At the same time, GLIDE has been on the front line of virtually every prominent civil and human rights struggle of the last half century – from the Vietnam War in the 1960s-70s, to the crack cocaine epidemic of the 1980s, and the battle for LGBTQ equality throughout. As a longtime advocate for the poor and marginalized, GLIDE provides a framework for both personal and social transformation, changing attitudes and policies that perpetuate poverty and inequality. GLIDE’s unique position as a highly progressive institution beloved by people across the political spectrum makes it a true common ground for dialogue, cooperation and social change.
Join us in organizing for equality and beloved community for all people.

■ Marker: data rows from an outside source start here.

PR #233, opened 2021-06-16
Add support for maintaining groups that are shared with other groups

### LINKED ISSUE #150: Enforce group sharing
I need to set up a group to be shared with another group. For example, a groupP1 containing projects will be shared with groupU1. This seems doable but if I manually share groupP1 with groupU2, gitlabform doesn't remove that manual share even if I have the enforcement option enabled. I think this is because the enforcement option currently enforces members but not the shared groups.

Can the permission enforcement option for groups be enhanced so that group sharing is enforced also?

andrewjw:
Hi,

This PR adds a new `group_shared_with` group level config, and code to maintain the list of groups that a group is shared with. It also includes acceptance tests, which pass (at least for me). The code is very much based on the code that maintains group user access.

I believe this fixes #150.

Please review the code, I'm happy to make any changes that might be required.

Many thanks,
Andrew Wilkinson (on behalf of Ocado Technology)

### DIFF
--- a/gitlabform/gitlab/groups.py
+++ b/gitlabform/gitlab/groups.py
@@ -149,3 +149,31 @@ class GitLabGroups(GitLabCore):
             "DELETE",
             expected_codes=[200, 202, 204, 404],
         )
+
+    def get_group_shared_with(self, group):
+        group = self.get_group_case_insensitive(group)
+
+        return group["shared_with_groups"]
+
+    def add_share_to_group(
+        self, group, share_with_group_id, group_access, expires_at=None
+    ):
+        data = {"group_id": share_with_group_id, "expires_at": expires_at}
+        if group_access is not None:
+            data["group_access"] = group_access
+
+        return self._make_requests_to_api(
+            "groups/%s/share",
+            group,
+            method="POST",
+            data=data,
+            expected_codes=[200, 201],
+        )
+
+    def remove_share_from_group(self, group, share_with_group_id):
+        return self._make_requests_to_api(
+            "groups/%s/share/%s",
+            (group, share_with_group_id),
+            method="DELETE",
+            expected_codes=204,
+        )
--- a/gitlabform/gitlab/groups.py
+++ b/gitlabform/gitlab/groups.py
@@ -8,7 +8,7 @@ from gitlabform.gitlab.core import GitLabCore, NotFoundException
 
 
 class GitLabGroups(GitLabCore):
-    @functools.lru_cache
+    @functools.lru_cache()
     def get_group_id_case_insensitive(self, some_string):
         # Cache the mapping from some_string -> id, as that won't change during our run.
         return self.get_group_case_insensitive(some_string)["id"]
--- a/gitlabform/gitlab/groups.py
+++ b/gitlabform/gitlab/groups.py
@@ -1,7 +1,17 @@
+import functools
+import sys
+
+import cli_ui
+
+from gitlabform import EXIT_INVALID_INPUT
 from gitlabform.gitlab.core import GitLabCore, NotFoundException
 
-
 class GitLabGroups(GitLabCore):
+    @functools.lru_cache
+    def get_group_id_case_insensitive(self, some_string):
+        # Cache the mapping from some_string -> id, as that won't change during our run.
+        return self.get_group_case_insensitive(some_string)["id"]
+
     def get_group_case_insensitive(self, some_string):
 
         # maybe "some_string" is the group's path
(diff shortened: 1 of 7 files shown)


gitlabform/gitlabform/processors/group/group_shared_with_processor.py
```diff
@@ -0,0 +1,107 @@
...
+
+        groups_to_set_by_group_id = set()
+
+        for groupname in groups_to_set_by_groupname:
+
+            try:
+                group_id = self.gitlab.get_group_case_insensitive(groupname)["id"]
+            except NotFoundException:
+                cli_ui.error(f"Group {groupname} not found.")
+                sys.exit(EXIT_INVALID_INPUT)
```
gdubicki, line 40: The pattern in our current codebase for this is to convert names to ids inside the `gitlabform.gitlab` package, see https://github.com/egnyte/gitlabform/blob/d926f5561007d82c88e1a242c927993527a61c9f/gitlabform/gitlab/projects.py#L229-L236 as an example. I think that we should do the same thing here.

gdubicki: I guess that this is done this way for performance reasons, to not re-do the same get group id requests over and over, and that makes sense, but I propose to cover this by introducing cache to wrap around some methods that we know that are safe to cache, such as those getting object ids.

gdubicki: WDYT?

gitlabform/gitlabform/test/test_group_shared_with.py
```diff
@@ -0,0 +1,164 @@
...
+            projects_and_groups:
+              {group}/*:
+                group_members:
+                  {users[0]}:
+                    access_level: 50
+                group_shared_with:
+                  {groups[0]}:
+                    group_access_level: 30
+            """,
+        ]
```
gdubicki, line 111: I think that these 2 examples would not remove the sharing even with `enforce_group_members: true`. Isn't the `group_shared_with` content in them exactly the same as at the end of the previous test:
```
            group_shared_with:
              {groups[0]}:
                group_access_level: 30
```
?

gdubicki (changes requested):
Hey @andrewjw! Thank you very much for your contribution! Please check out my review.

gitlabform/gitlabform/processors/group/group_shared_with_processor.py
```diff
@@ -0,0 +1,107 @@
...
+
+
+class GroupSharedWithProcessor(AbstractProcessor):
+    def __init__(self, gitlab: GitLab):
+        super().__init__("group_shared_with")
+        self.gitlab = gitlab
+
+    def _process_configuration(self, group: str, configuration: dict):
+        groups_to_set_by_groupname = configuration.get("group_shared_with")
+        print(groups_to_set_by_groupname)
```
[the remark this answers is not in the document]
andrewjw: Sorry, I missed a couple. They've been removed now.

gitlabform/gitlabform/processors/group/group_shared_with_processor.py
andrewjw: Yes, I was worried about the performance of many requests to convert the group name into an id. I've changed this now so the api uses group names, and internally caches the mapping to an id. Please let me know if this looks ok now.

gitlabform/gitlabform/test/test_group_shared_with.py
andrewjw: Thanks, good spot, I've corrected this.

gitlabform/gitlab/groups.py
```diff
@@ -1,7 +1,18 @@
...
+import sys
+
+import cli_ui
+
+from gitlabform import EXIT_INVALID_INPUT
 from gitlabform.gitlab.core import GitLabCore, NotFoundException
 
 
 class GitLabGroups(GitLabCore):
+    @functools.lru_cache
```
gdubicki, line 11: Check out the failed tests, @andrewjw . 
You need to add `()` for this code to work in Python 3.6 and 3.7.
Only in 3.8+ you can omit the parentheses if you don't pass any parameters.
(Btw: I learned that today. 😅 )

andrewjw: I have to admit I only tested it on Python 3.8. Hopefully all the tests will pass now.

gdubicki:
Thank you again, @andrewjw ! Please check out the new v2.1.0 release with your new feature.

As Co-Founder and Minister of Liberation of GLIDE, Reverend Cecil Williams has expanded the limits of spirituality, compassion and diversity for more than fifty years. An inexhaustible minister, author, social activist, lecturer, community leader and spokesperson for the poor and underserved, Reverend Williams is recognized as a national leader at the forefront of the struggle for civil and human rights. His rousing ministry underscores his roots in liberation theology. His vision for the 21st-century church can be seen in GLIDE’s unique and powerful blend of spirituality, principled compassion and advocacy, and cutting-edge programs for those most in need. People of all races, ethnic backgrounds, cultures, social classes, ages, faiths and sexual orientations join together at every Sunday Celebration to experience the energy of spiritual liberation coupled with the fusion of jazz, blues and gospel performed by the renowned GLIDE Ensemble and The Change band. Rev. Williams is the author of I’m Alive: An Autobiography and No Hiding Place: Empowerment and Recovery for Our Troubled Communities, and co-author with spouse and GLIDE Co-Founder Janice Mirikitani of Beyond the Possible: 50 Years of Creating Radical Change in a Community Called GLIDE.

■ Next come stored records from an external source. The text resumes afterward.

Issue #236, opened 2021-07-05
Group share with another group fails on a second run


ejiek:
**The bug description**

There is an awesome new feature to add a group as a member to another group.
Added in #233 by fantastic @andrewjw 

Unfortunately it fails to recognise existing shares (created manually or by GitLabForm itself).

Steps to reproduce:

1. Create config with a group as another group member
1. Run GitLabForm (a successful run)
1. Run GitLabForm again (it fails)

Anonymized error:
```
Warning: Error occurred while processing group groupb, exception:
Request url='https://gitlab.example.com/api/v4/groups/groupb/share', method=POST, data='{'group_id': 28, 'expires_at': None, 'group_access': 40}' failed - expected code(s) [200, 201], got code 409 & body: 'b'{"message":"Shared group The group has already been shared with this group"}''
Traceback (most recent call last):
  File "/gitlabform/gitlabform/gitlabform/core.py", line 466, in process_all
    self.group_processors.process_group(
  File "/gitlabform/gitlabform/gitlabform/processors/group/__init__.py", line 36, in process_group
    processor.process(group, configuration, dry_run, output_file)
  File "/gitlabform/gitlabform/gitlabform/processors/util/decorators.py", line 42, in method_wrapper
    return method(self, project_and_group, SafeDict(configuration), *args)
  File "/gitlabform/gitlabform/gitlabform/processors/abstract_processor.py", line 47, in process
    self._process_configuration(project_or_project_and_group, configuration)
  File "/gitlabform/gitlabform/gitlabform/processors/group/group_shared_with_processor.py", line 81, in _process_configuration
    self.gitlab.add_share_to_group(
  File "/gitlabform/gitlabform/gitlab/groups.py", line 180, in add_share_to_group
    return self._make_requests_to_api(
  File "/gitlabform/gitlabform/gitlab/core.py", line 111, in _make_requests_to_api
    response = self._make_request_to_api(
  File "/gitlabform/gitlabform/gitlab/core.py", line 210, in _make_request_to_api
    raise UnexpectedResponseException(
gitlabform.gitlab.core.UnexpectedResponseException: Request url='https://gitlab.example.com/api/v4/groups/groupb/share', method=POST, data='{'group_id': 28, 'expires_at': None, 'group_access': 40}' failed - expected code(s) [200, 201], got code 409 & body: 'b'{"message":"Shared group The group has already been shared with this group"}''
```
 
[...]

PR #237, opened 2021-07-06
Switch to using group path rather than group name when sharing groups

andrewjw:
Switch to using group path rather than group name when sharing groups with other groups. This allows subgroups to be shared with.

I wasn't able to reproduce #236, but this might fix it (and is probably a good idea anyway!)

Thanks,
Andrew Wilkinson (on behalf of Ocado Technology)

### DIFF
--- a/gitlabform/gitlab/groups.py
+++ b/gitlabform/gitlab/groups.py
@@ -34,12 +34,14 @@ class GitLabGroups(GitLabCore):
                     return group
             raise NotFoundException
 
-    def create_group(self, name, path, visibility="private"):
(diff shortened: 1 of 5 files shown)


gdubicki:
LGTM, thank you for your contribution @andrewjw ! :)

gdubicki:
@andrewjw , @ejiek : sorry for the delay in releasing 2.1.1 with this PR merged but I am having issues with (seemingly) random test failures that are blocking a proper release. Until I manage to release final 2.1.1 you can try 2.1.1rc2, available on PyPI only for now.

Janice Mirikitani is a poet, visionary, editor, administrator, community activist and Co-Founder of GLIDE, where in partnership with her husband, Reverend Cecil Williams, she has achieved worldwide recognition for groundbreaking programs that empower San Francisco’s poor and marginalized communities. A Sansei (third generation) Japanese American, Mirikitani and her family were confined in the Rohwer, Arkansas concentration camp during this country’s mass internment of Japanese Americans. She has sustained a decades-long passion to create programs for women and families struggling with issues of substance use, rape, incest, domestic violence, AIDS, single parenting, childcare, health and wellness, education and job development. In 2000, Mirikitani became San Francisco’s second Poet Laureate. She is the author of five books of poetry – Awake in the River; Shedding Silence; We, The Dangerous; Love Works; and Out of the Dust: New and Selected Poems – and editor of nine landmark anthologies providing platforms for writers of color, women, youth and children. Mirikitani is co-author with Rev. Cecil Williams of Beyond the Possible: 50 Years of Creating Radical Change in a Community Called GLIDE.